Task data ▸

PR #430, opened 2017-11-23
US91228 - View all courses count

trevorjonesd2l:
This sets the initial page size when loading the widget to 50. If there are less than 50 enrollments it will show the true number, if there are more it'll show 50+. If there are zero it will just show View All Courses, but also it doesn't show that link with zero enrollments because of the alert but hey.

...when ze feature flag is on.

### DIFF
--- a/d2l-my-courses.html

To do ▸ Check the listing above for "when". Show every line where it turns up.

Answer space ▸
This sets the initial page size when loading the widget to 50. If there are less than 50 enrollments it will show the true number, if there are more it'll show 50+. If there are zero it will just show View All Courses, but also it doesn't show that link with zero enrollments because of the alert but hey.
...when ze feature flag is on.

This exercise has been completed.